Immobilization of l-asparaginase on chitosan nanoparticles for the purpose of long-term application

Abstract

Asparaginase holds significant commercial value as an enzyme in the food and pharmaceutical industries. This study examined the optimum and practical use of the l-asparaginase derived from Pseudomonas aeruginosa HR03. Specifically, the study focused on the effectiveness of the stabilized enzyme when applied to chitosan nanoparticles. The structure, size, and morphology of chitosan nanoparticles were evaluated in relation to the immobilization procedure. This assessment involved the use of several analytical techniques, including FT-IR, DLS, SEM, TEM, and EDS analysis. Subsequently, the durability of the enzyme that has been stabilized was assessed by evaluating its effectiveness under extreme temperatures of 60 and 70 °C, as well as at pH values of 3 and 12. The findings indicate that incorporating chitosan nanoparticles led to enhanced immobilization of the l-asparaginase enzyme. This improvement was observed in terms of long-term stability, stability under crucial temperature and pH conditions, as well as thermal stability.

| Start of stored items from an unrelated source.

Issue #171, opened 2026-07-05
[Feature]: Multiple Feature request


dionysusv:
### Problem or Motivation

Vorssaint > Controls > Windows > Quit on Close does not have an "exclude" option like Supercharge does, or the option to customize the quit trigger like left click vs right click on red x to quit. 

Vorssaint > Utilities > Homebrew > Update does not work as all say failed to update from untrusted tap, no way to add the tap to trust list. 

Vorssaint > System > currently reads:
CPU Temp
GPU Temp
Battery Temp
CPU Usage % > click to show processes using most cpu power
GPU Usage % > click to show processes using most gpu  power
Battery Remaining %  > click to show processes using most battery power
Memory Pressure > click to show processes using most memory power
runtime

I would like to see more features from IstatsMenu ported into the System stats. Heres some screenshots of the information I would be looking for:

<img width="578" height="691" alt="Image" src="https://github.com/user-attachments/assets/427ffb56-d6e8-4e78-b665-5ca3a454cc15" />
<img width="576" height="663" alt="Image" src="https://github.com/user-attachments/assets/a6d0edcc-551d-4831-b3c4-cbafd4aa54a3" />
<img width="582" height="653" alt="Image" src="https://github.com/user-attachments/assets/42f33c9a-64fa-45b1-99c0-76b8fd544900" />
<img width="599" height="658" alt="Image" src="https://github.com/user-attachments/assets/1e56ee54-6dd4-4998-aeec-824cf5651762" />
<img width="329" height="663" alt="Image" src="https://github.com/user-attachments/assets/baabfc53-a625-45c7-be52-e8b21d004dec" />
<img width="319" height="344" alt="Image" src="https://github.com/user-attachments/assets/2ea7a575-1ec1-41f8-a7df-7d7ab5558298" />
<img width="580" height="914" alt="Image" src="https://github.com/user-attachments/assets/7ccb55ba-3a0c-4eb2-ba94-2e67810ad59e" />
<img width="605" height="877" alt="Image" src="https://github.com/user-attachments/assets/b46d3c3d-42e8-4221-bf22-15196ca7e5c9" />
<img width="549" height="753" alt="Image" src="https://github.com/user-attachments/assets/db70070f-f0bd-4957-8418-e53418523800" />

[...]

PR #365, opened 2026-07-26
System panel: hardware sensors, GPU/memory/storage detail, and an iStat-style combined dashboard (#171)

dionysusv:
Addresses #171 — expands the System monitor with iStat Menus-style hardware sensors and a combined dashboard.

### Hardware sensors (the #171 ask)
- Named temperature list (CPU P/E cores, GPU, battery, SSD, Wi-Fi, airflow) via SMC, curated + plausibility-filtered
- Per-fan RPM with iStat-style min–max % scaling (an idle Apple-silicon fan reads ~1%, not ~30%)
- Total system power (SMC `PSTR`)
- CPU E/P-cluster and GPU frequency via IOReport DVFS residency
- GPU utilization % and GPU memory % (in-use ÷ allocated)

### System dashboard
- Combined view folding Network/Disk/Power into one System tab (toggleable)
- Per-core CPU speedometer gauges with efficiency/performance split
- Memory breakdown (app/wired/compressed/free) with a segmented ring
- Storage Used/Purgeable/Free breakdown; battery + health donuts; uptime on the storage line

### Settings
- Per-reading toggles for every sensor and block; Disk/Network toggles in the System group

### Notes
- Built against current `main`; `./build.sh --test` passes (3656 checks); verified on an M4 Pro / macOS 26.
- Frequency uses IOReport via `dlopen` of `/usr/lib/libIOReport.dylib` (isolated in `FrequencySampler`, degrades gracefully).
- FPS is intentionally omitted — the accelerator's PerformanceStatistics exposes no frame counter on Apple silicon.
- Broad by design; happy to split into focused PRs (e.g. sensors-only) if you'd prefer.


PathGao:
Correcting the label on this one: it was marked `blocked`, and nothing is blocking it — the branch cannot be merged in its current form for a reason only you can clear.

```
$ git merge-base origin/main <this branch>
(nothing)
$ git merge-tree origin/main <this branch>
fatal: refusing to merge unrelated histories
```

There is no common ancestor with `main` at all, so there is no base to rebase onto. That is different from a conflict, and it is why the earlier advice in #837 — "ask for a rebase" — was wrong.

The work itself is not the problem. This is not a duplicate of anything on `main`, and the sensor / GPU / storage panel is wanted. What it needs is a fresh branch cut from current `origin/main` with the changes re-applied on top, at which point it becomes reviewable.

Re-labelling `blocked` → `incomplete`, which is the label for "not mergeable as it stands, and here is the gap".

PathGao:
Ref #171.

For context on where that request stands: #171 was closed as not planned because it bundled several unrelated asks into a single issue, not because the ideas were turned down. The closing comment there says some of them are genuinely interesting and asks for one request per issue, and notes that two of them had already shipped.

This PR implements the System panel slice of that bundle. Since the issue it points at is closed for a process reason, there is no live, reviewable request behind the PR right now. Opening a focused issue for the System panel readouts would give this work something to be reviewed against.

PathGao:
Closing this so it can come back as a fresh pull request off current `main`. This is about the shape of the branch, not the work in it.

As it stands the branch shares no common base with current `main`, so there is nothing to rebase onto and the diff cannot be read as your change. Your commits carry over on their own, though — `cherry-pick` copies by patch and does not need a shared base:

```bash
git remote add upstream https://github.com/vorssaint/vorssaint-utils.git
git fetch upstream
git log --author="$(git config user.name)" --no-merges --reverse feature/hardware-sensors   # your 21 commits
git checkout -b sensors upstream/main
git cherry-pick <those, in order>
```

**Worth checking before you spend that time:** `main` has moved in exactly this area since 07-25. `TemperatureSensorSelector.swift` now carries per-chip CPU temperature families (M1–M5), adjustable fan control shipped, Memory Used accounting was corrected (#763), swap plus compressed memory and cached files were added to the System panel, and system versus adapter power was split (#585). Several of your readouts now exist upstream in some form. Diffing against that first is cheaper than discovering it during review.

Also #171 is closed as not planned, so there is no live request behind this work right now. A focused issue for the System panel readouts would give it something to be reviewed against.

**And take up your own offer to split.** Sensors-only as the first pull request. The part that folds Network/Disk/Power into a single System tab changes navigation for every user, and that decision should be made separately from the readouts themselves.

The work itself was not the problem — verified on real hardware, `./build.sh --test` green, and you cleaned the research dumps out of the branch yourself. Send it back off current `main` and it gets a full review from a clean base.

In addition, the optimum temperature increased from 40 to 50 °C, and the optimum pH increased from 8 to 9. Enzyme immobilization led to an increase in Km and a decrease in kcat compared to its free counterpart. Because of its enhanced long-term stability, l-asparaginase immobilization on chitosan nanoparticles may be a potential choice for use in industries that rely on l-asparaginase enzymes, particularly the pharmaceutical and food industries.